L’Inspection générale des finances (IGF) pointe un possible déplacement des priorités au sein du Conseil national de l’Ordre des médecins (Cnom). Selon un rapport provisoire, divulgué par Le Canard enchaîné, l’instance consacrerait « plus d’un million d’euros par an » à des activités d’influence, sans remplir pleinement son rôle de contrôle déontologique.
Les constats du rapport provisoire
Le document transmis à la presse décrit une tension entre deux fonctions traditionnellement attribuées à l’Ordre : d’une part, la représentation et la défense des intérêts des médecins ; d’autre part, la mission de gardien de la déontologie. Pour les auditeurs de l’IGF, la balance pencherait aujourd’hui trop nettement du côté de l’action d’influence.
Le rapport, qualifié de provisoire, relève notamment des dépenses annuelles supérieures à un million d’euros consacrées à des activités d’influence et de communication.
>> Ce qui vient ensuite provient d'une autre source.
PR #5855, opened 2020-09-01
[libra framework] specify mint_lbr and some functions in LBR, LibraAccount

emmazzz:
## Motivation

This PR adds documentation and specifications for `mint_lbr` transaction script, as well as specifications for underlying modules such as `LibraAccount` and `LBR`. A lot of the functions in these modules are made `opaque`.

Yes.

## Test Plan

cargo test


language/stdlib/transaction_scripts/mint_lbr.move
```diff
@@ -1,11 +1,73 @@
 script {
 use 0x1::LibraAccount;
+// prover deps:
+use 0x1::Signer;
+use 0x1::Option;
 
 /// Mint `amount_lbr` LBR from the sending account's constituent coins and deposits the
 /// resulting LBR into the sending account.
+///
+/// # Events
```
shazqadeer, line 10: This documentation seems the same as that in stdlib.rs.  Is one automatically generated from the other?

language/stdlib/modules/AccountLimits.move
```diff
@@ -311,7 +316,7 @@ module AccountLimits {
         amount: u64,
         receiving: &mut Window<CoinType>,
     ): bool acquires LimitsDefinition {
-        let limits_definition = borrow_global_mut<LimitsDefinition<CoinType>>(receiving.limit_address);
+        let limits_definition = borrow_global<LimitsDefinition<CoinType>>(receiving.limit_address);
```
shazqadeer, line 319: This is good!  @tzakian and I also discovered in some part of the code that a mutable borrow was being taken when an immutable would suffice.

language/stdlib/modules/AccountLimits.move
```diff
@@ -354,6 +354,19 @@ module AccountLimits {
         aborts_if spec_window_reset(receiving).window_inflow + amount > max_u64();
```
shazqadeer, line 354: Is it possible to rewrite the code so that overflow cannot happen?  I managed to do it for DesignatedDealer.  It may be helpful to look over there for coding patterns.

shazqadeer: Also, we are trying to always have an abort code with aborts_if specification.

language/stdlib/transaction_scripts/mint_lbr.move
```diff
@@ -1,11 +1,73 @@
...
+/// are the components amounts of `amount_lbr` LBR, and
+/// `ReceivedPaymentEvent { amount_lbr, currency_code = LBR, address_of(account), metadata = x"" }`
+/// on `account`'s `LibraAccount::received_events` handle.
+///
+/// # Abort Conditions
+/// The following abort conditions have been formally specified and verified. See spec schema
+/// `LibraAccount::StapleLBRAbortsIf` for the formal specifications.
+///
+/// ## Aborts Caused by Invalid Account State
+/// * Aborts with `LibraAccount::EINSUFFICIENT_BALANCE` if `amount_coin1` is greater than sending
```
wrwg, line 24: I think we should document the category here (as the spec does) and leave the error reason to someone who actually wants to debug and uses @tzakian debug tool. The error reason may be brittle and is not part of the contract in my book. But definitely a difficult decision, so if you want to keep this, perhaps add a TODO that we need to settle the approach here.

language/stdlib/transaction_scripts/mint_lbr.move
```diff
@@ -1,11 +1,73 @@
...
+// prover deps:
+use 0x1::Signer;
+use 0x1::Option;
 
 /// Mint `amount_lbr` LBR from the sending account's constituent coins and deposits the
 /// resulting LBR into the sending account.
+///
+/// # Events
+/// When this script executes without aborting, it emits three events:
+/// `SentPaymentEvent { amount_coin1, currency_code = Coin1, address_of(account), metadata = x"" }`
```
wrwg, line 12: ... and ...

language/stdlib/modules/AccountLimits.move
wrwg: This is potentially a candidate for a compiler/linter warning/error. @tnowacki

language/stdlib/modules/AccountLimits.move
wrwg: I'm actually not sure whether this is a good idea, because it has the tendency to hide programming errors. If things are out of bound, instead of a specific error, you may get some strange other error. 

In general, if this is going to happen, because it is a significant code change (I know because I've written those aborts here a while ago), I would not mix it into this PR. Perhaps in DesignatedDealer it was a moderate change, but here it will be quite a thing.

language/stdlib/modules/LBR.move
```diff
@@ -150,6 +150,7 @@ module LBR {
     public fun calculate_component_amounts_for_lbr(amount_lbr: u64): (u64, u64)
     acquires Reserve {
         LibraTimestamp::assert_operating();
+        assert(exists<Reserve>(CoreAddresses::LIBRA_ROOT_ADDRESS()), Errors::not_published(ERESERVE));
```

Les auteurs estiment que cette pratique traduit un « renversement des priorités » par rapport aux missions formelles confiées à l’Ordre par le code de la santé publique, et que les moyens dédiés au contrôle déontologique ne semblent pas à la hauteur des obligations légales.
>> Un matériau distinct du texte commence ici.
PR #5859, opened 2020-09-01
[Common] Add support for a new AnnotatedError type to provide context (e.g., backtraces) to errors

JoshLind:
## Motivation

This PR adds a new AnnotatedError type: a wrapper around std::error::Error. AnnotatedError provides an additional struct in which to hold auxiliary information about the context of an error object, e.g., where the error originated from in the source code, such as the error backtrace. This is useful for debugging, e.g., when an error is thrown or displayed on the console but the error message isn't helpful enough to identify exactly what went wrong. Moreover, this is also useful when updating `panic!` related code to instead use errors and not lose context (e.g., see the conversation in this issue: https://github.com/libra/libra/pull/5617)

This PR offers three commits:
1. First, we create the AnnotedError type.
2. Second, we update the KeyManager to use the AnnotatedError type as a way to show how it works in practice.
3. Third, we update the summaries in the code (as required by land blocking tests)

La position officielle du Cnom citée
Le rapport reprend une intervention publique de Stéphane Oustric, président du Cnom, qui rappelait en octobre devant des députés que « le rôle de notre institution est non seulement de représenter les médecins, mais aussi de veiller au respect de l’exemplarité déontologique de la profession ». Cette déclaration illustre la conception défendue par le Conseil, mais c’est précisément cette formulation que l’IGF critique comme symptomatique d’un glissement des priorités.
L’IGF ne remet pas en doute l’importance de la représentation ; elle interroge en revanche la pondération entre représentation et contrôle interne. Le rapport provisoire pointe des insuffisances dans la mise en œuvre effective des missions déontologiques, sans pour autant détailler dans la copie publique que nous avons reçue l’ensemble des éléments chiffrés et des cas examiné.
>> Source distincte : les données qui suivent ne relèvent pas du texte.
PR #5869, opened 2020-09-01
[network] Refactor current network metrics

gregnazario:
### Overview
* Rename metrics that didn't fit the naming scheme
* Update descriptions to be concise, but helpful
* Added some helpful documentation at the top and remove inlined but inconsistent comments

### DIFF
--- a/network/src/counters.rs
+++ b/network/src/counters.rs
@@ -23,7 +23,7 @@ pub const SENT_LABEL: &str = "sent";
 pub static LIBRA_NETWORK_PEERS: Lazy<IntGaugeVec> = Lazy::new(|| {
     register_int_gauge_vec!(
         "libra_network_peers",
-        "Libra network peers counter",
+        "Number of peers, and their associated state",
         &["role_type", "state"]
     )
     .unwrap()
@@ -32,7 +32,7 @@ pub static LIBRA_NETWORK_PEERS: Lazy<IntGaugeVec> = Lazy::new(|| {
 pub static LIBRA_CONNECTIONS: Lazy<IntGaugeVec> = Lazy::new(|| {
     register_int_gauge_vec!(
         "libra_connections",
-        "Libra connections counter",
+        "Number of current connections and their direction",
         &["role_type", "network_id", "peer_id", "direction"]
     )
     .unwrap()
@@ -65,7 +65,7 @@ pub static LIBRA_NETWORK_DISCOVERY_NOTES: Lazy<IntGaugeVec> = Lazy::new(|| {
 pub static LIBRA_NETWORK_RPC_MESSAGES: Lazy<IntCounterVec> = Lazy::new(|| {
     register_int_counter_vec!(
         "libra_network_rpc_messages",
-        "Libra network rpc messages counter",
+        "Number of RPC messages",
         &["type", "state"]
     )
     .unwrap()
@@ -74,7 +74,7 @@ pub static LIBRA_NETWORK_RPC_MESSAGES: Lazy<IntCounterVec> = Lazy::new(|| {
 pub static LIBRA_NETWORK_RPC_BYTES: Lazy<HistogramVec> = Lazy::new(|| {
     register_histogram_vec!(
         "libra_network_rpc_bytes",
-        "Libra network rpc bytes histogram",
+        "Number of RPC bytes transferred",
         &["type", "state"]
     )
     .unwrap()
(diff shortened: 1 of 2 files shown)


network/src/counters.rs
```diff
@@ -1,6 +1,43 @@
 // Copyright (c) The Libra Core Contributors
 // SPDX-License-Identifier: Apache-2.0
 
+//! # Metrics
```
davidiw, line 4: This is great but seems like something we should either have in our metrics crate or just point to the original source documentation. Being in network means other counter crates won't benefit.

network/src/counters.rs
```diff
@@ -74,7 +102,7 @@ pub static LIBRA_NETWORK_DISCOVERY_NOTES: Lazy<IntGaugeVec> = Lazy::new(|| {
 pub static LIBRA_NETWORK_RPC_MESSAGES: Lazy<IntCounterVec> = Lazy::new(|| {
```
davidiw, line 102: Do we want this? It might make more sense to make a single counter for Rpc Request, Rpc Response, and Direct Send

We can also merge this with the bytes below by an additional field ... metric (bytes versus count)

It would also be great to have a per peer counter for each of these (another field)

network/src/counters.rs
```diff
@@ -92,7 +120,7 @@ pub static LIBRA_NETWORK_RPC_BYTES: Lazy<HistogramVec> = Lazy::new(|| {
 pub static LIBRA_NETWORK_RPC_LATENCY: Lazy<HistogramVec> = Lazy::new(|| {
     register_histogram_vec!(
         "libra_network_rpc_latency_seconds",
-        "Libra network rpc latency histogram",
+        "RPC request latency in seconds",
```
davidiw, line 123: what is a type? that seems redundant with protocol_id

network/src/counters.rs
```diff
@@ -121,7 +149,7 @@ pub static LIBRA_NETWORK_DIRECT_SEND_BYTES: Lazy<HistogramVec> = Lazy::new(|| {
 pub static PENDING_NETWORK_NOTIFICATIONS: Lazy<IntCounterVec> = Lazy::new(|| {
     register_int_counter_vec!(
         "libra_network_pending_network_notifications",
-        "Counters(queued,dequeued,dropped) related to pending inbound network notifications",
+        "State of pending inbound network notifications",
```
davidiw, line 152: I do wonder how meaningful this really is since we're talking about 15 seconds between metric pulls...

network/src/counters.rs
```diff
@@ -140,17 +168,18 @@ pub static PENDING_NETWORK_REQUESTS: Lazy<IntCounterVec> = Lazy::new(|| {
 /// Counter of pending network events to Health Checker.
 pub static PENDING_HEALTH_CHECKER_NETWORK_EVENTS: Lazy<IntCounterVec> = Lazy::new(|| {
     register_int_counter_vec!(
-        "pending_health_checker_network_events",
-        "Counters(queued,dequeued,dropped) related to pending network notifications to HealthChecker",
+        "libra_network_pending_health_check_events",
```
davidiw, line 171: same here... it might be more informative to learn about missed / acked health check events or more specifically when was the last time I request a message and when was the last time I heard from them.

network/src/counters.rs
gregnazario: I agree.  I haven't spent a lot of time looking into common metrics infrastructure, in comparison to how we do logging, so I want a place to put this, just don't know where yet

network/src/counters.rs
gregnazario: So, I did a look into this to combine the RPC & DirectSend messages.  The problem is we have another dimension for RPC (the RPC command), so it becomes awfully complex to have it combined in that way.

We can totally add more dimensions to the counters, this was more of a "naming" and "documentation" change to prevent the explosion of changes in this PR.  Those can follow :)

network/src/counters.rs
gregnazario: The dimensions are very confusing to me too.  That I think has to deal with refactoring the metrics in general (anything reading from the metric has to also get the name updated)

network/src/counters.rs
gregnazario: Yeah and there's only 1 minute granularity through Grafana.

I think this is also not a valid description now that I look at it, it's not the state of pending inbound network notifications, but the number of network notifications that were processed at different states.

network/src/counters.rs
gregnazario: Found it!  will update PR.

network/src/counters.rs
gregnazario: I'll come by on the next pass and update the metrics in general.  I just wanted to tie updating the descriptions to the documentation updates.

davidiw (approved):

gregnazario:
This is just an initial run at some stuff, will be making more updates!
/land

Questions soulevées et implications
Le signal lancé par l’IGF soulève plusieurs questions pratiques et institutionnelles. D’abord, la gouvernance financière de l’Ordre et la transparence de l’emploi des moyens : quelles activités sont considérées comme d’influence et selon quels critères ? Ensuite, l’efficacité des procédures de contrôle déontologique : disposent-elles des ressources humaines et juridiques nécessaires pour instruire les dossiers et sanctionner les manquements ?
Les réponses à ces questions déterminent la capacité de l’institution à concilier représentation et protection de l’intérêt public. Si une partie significative des moyens est consacrée à l’influence, il devient pertinent d’examiner l’organisation interne et la répartition des postes, ainsi que les indicateurs mesurant l’activité de contrôle.
Éléments de contexte et limites du document divulgué
Le rapport cité est provisoire et a été divulgué par Le Canard enchaîné, média qui indique par ailleurs que l’article est en accès payant et que le contenu disponible au public est incomplet. Il convient donc de tenir compte des limites de la diffusion actuelle : le document final de l’IGF, et les éléments de réponse éventuelle du Cnom au rapport, pourraient apporter des précisions supplémentaires.
Les termes employés par l’IGF — notamment l’expression de « renversement des priorités » — traduisent une évaluation critique, mais le rapport ne signale pas, dans la version publique, de faits isolés conduisant à des sanctions immédiates. Il met cependant en lumière un débat institutionnel sur la nature et l’équilibre des missions de l’Ordre.
En l’état, le signalement de l’IGF invite à une clarification des objectifs de l’Ordre et à un examen détaillé de l’utilisation des moyens. Les autres étapes possibles incluent la publication du rapport définitif et d’éventuelles préconisations visant à rééquilibrer les missions et les ressources. Pour l’heure, le dossier reste ouvert et dépendra des suites données par les autorités et par le Cnom lui‑même.